According to the illuminance distribution diagram, the illuminance uniformity of the two lenses is obtained according to the uniformity calculation shown in Eq. (20):

$ {{U}}=\dfrac{{E}_{{\rm{max}}}+{E}_{\min}}{2\cdot {E}_{{\rm{max}}}}=\dfrac{1}{2}+\dfrac{{E}_{\min}}{{2\cdot E}_{{\rm{max}}}} $ (20)

The luminous efficiency values given by the software are listed in Tab.3. The corresponding weight, volume and superficial area of the two lenses are listed in Tab.3. The 3-D structure diagrams of the freeform TIR lens is shown in Fig.8(a) and the freeform Fresnel TIR lens is shown in Fig.8(b).

It can be seen from Fig.7 and Tab.3 that the far field illumination uniformity of both two TIR lenses is 82.0%, indicating that the original illumination performance is maintained. The luminous efficiency of the freeform TIR lens with Fresnel surface slightly decreased from 98.2% to 96.6%, but it still maintained a high level. The TIR lens with Fresnel surface is reduced by about 20% in volume and weight compared with the TIR lens without the Fresnel surface. This shows that the Fresnelization of freeform refractive surface of the freeform TIR lens can significantly reduce the volume and weight of the lens and shorten the optical path length, thus effectively improving the heat dissipation efficiency and service life of the lens, while maintaining the original illumination uniformity.

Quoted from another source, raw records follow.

PR #742, opened 2023-05-31
Enable symbols on REALM_BACKTRACE through libdw

manopapad:
This is enabling the recently-added Realm functionality, that prints out file/line/symbol information on backtraces by default:

```
  [0] = unknown symbol at unknown file:0 [0000153c9392608f]
  [1] = raise at ../sysdeps/unix/sysv/linux/raise.c:51 [0000153c9392600b]
  [2] = abort at /build/glibc-SzIz7B/glibc-2.31/stdlib/abort.c:79 [0000153c93905858]
  [3] = __assert_fail_base.cold at /build/glibc-SzIz7B/glibc-2.31/assert/assert.c:92 [0000153c93905728]
  [4] = __assert_fail at /build/glibc-SzIz7B/glibc-2.31/assert/assert.c:101 [0000153c93916fd5]
  [5] = void cunumeric::contract<float>(float*, unsigned long, long*, long*, int*, float const*, unsigned long, long*, long*, int*, float const*, unsigned long, long*, long*, int*, bool) at /home/scratch.mpapadakis_sw/py-legate/cunumeric/src/cunumeric/matrix/contract.cu:88 [00001537c740a09c]
  [6] = cunumeric::ContractImplBody<(cunumeric::VariantKind)2, (legate::Type::Code)10>::operator()(float*, unsigned long, long*, long*, int*, float const*, unsigned long, long*, long*, int*, float const*, unsigned long, long*, long*, int*, bool) at /home/scratch.mpapadakis_sw/py-legate/cunumeric/src/cunumeric/matrix/contract.cu:213 [00001537c7409d5b]
  [7] = void cunumeric::ContractImpl<(cunumeric::VariantKind)2>::operator()<(legate::Type::Code)10, 4, (void*)0>(cunumeric::ContractArgs&) const at /home/scratch.mpapadakis_sw/py-legate/cunumeric/src/cunumeric/matrix/contract_template.inl:169 [00001537c7415214]
  [8] = decltype(auto) legate::inner_type_dispatch_fn<4>::operator()<cunumeric::ContractImpl<(cunumeric::VariantKind)2>, cunumeric::ContractArgs&>(legate::Type::Code, cunumeric::ContractImpl<(cunumeric::VariantKind)2>, cunumeric::ContractArgs&) at /home/scratch.mpapadakis_sw/py-legate/legate.core/src/core/utilities/dispatch.h:64 [00001537c740ac0c]
  [9] = decltype(auto) legate::double_dispatch<cunumeric::ContractImpl<(cunumeric::VariantKind)2>, cunumeric::ContractArgs&>(int, legate::Type::Code, cunumeric::ContractImpl<(cunumeric::VariantKind)2>, cunumeric::ContractArgs&) at /home/scratch.mpapadakis_sw/py-legate/legate.core/src/core/utilities/dispatch.h:172 [00001537c740ad76]
```

This currently only works on Linux, because the implementation depends on some ELF-specific functionality.

The required libraries are available on conda, so for simplicity I made them a hard requirement, and I'm enabling this mode unconditionally on Linux. If people disagree, we could try to be nicer and check for the requirements before enabling this feature, but I would request @trxcllnt for guidance if we want to do that.

@m3vaz I tried adding these libraries to conda's build requirements only when building under Linux, not sure I did it right. Also note that `libdw` is dynamically-linked, so not sure if it should be under `runtime` rather than `build`.


trxcllnt (approved):

m3vaz:
@manopapad Because you need to link against it, it needs to be present in the build environment and so is a build requirement.

`libdw` likely adds the run requirement automatically via run_exports, so when you include it as a build requirement, conda-build will automatically know to list it as a run requirement as well.

manopapad:
@trxcllnt it appears that [FindLIBDW.cmake](https://github.com/StanfordLegion/legion/blob/control_replication/cmake/FindLIBDW.cmake) in Legion is not finding the `libdw` under `$CONDA_PREFIX`, most likely the fault of `find_path`/`find_library`: https://github.com/nv-legate/legate.core/actions/runs/5446823583/jobs/9911450722?pr=742#step:9:693.

What is the best way to fix this? Update `FindLIBDW.cmake` to consider `$CONDA_PREFIX` as well? Figure this out during legate.core build and pass it to the Legion build through `LIBDW_PATH` before calling into `get_legion.cmake`?

conda/conda-build/meta.yaml
```diff
@@ -98,6 +98,8 @@ requirements:
     - cmake {{ cmake_version }}
     - {{ compiler('c') }} =11.2
     - {{ compiler('cxx') }} =11.2
+    - elfutils # [linux]
```
sandeepd-nv, line 101: CMake is not able to find libdw during the conda package build process.

manopapad: Can you confirm that packages `libdwarf` and `elfutils` are included in the conda enviroment, and it is activated before the build starts?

In this article, a freeform TIR lens is designed based on Snell's law and reflective laws, and a freeform Fresnel TIR lens is designed by segmenting the freeform surface. The freeform Fresnel TIR lens has nearly 20% reduction in lens weight and volume compared with the TIR lens without Fresnel surface. The optical path length is shortened, thereby the heat dissipation efficiency of the lens is improved. In terms of optical properties, the freeform Fresnel TIR lens has high illumination uniformity and high luminous efficiency, so the LED light source can be fully used and it is beneficial to the secondary energy saving.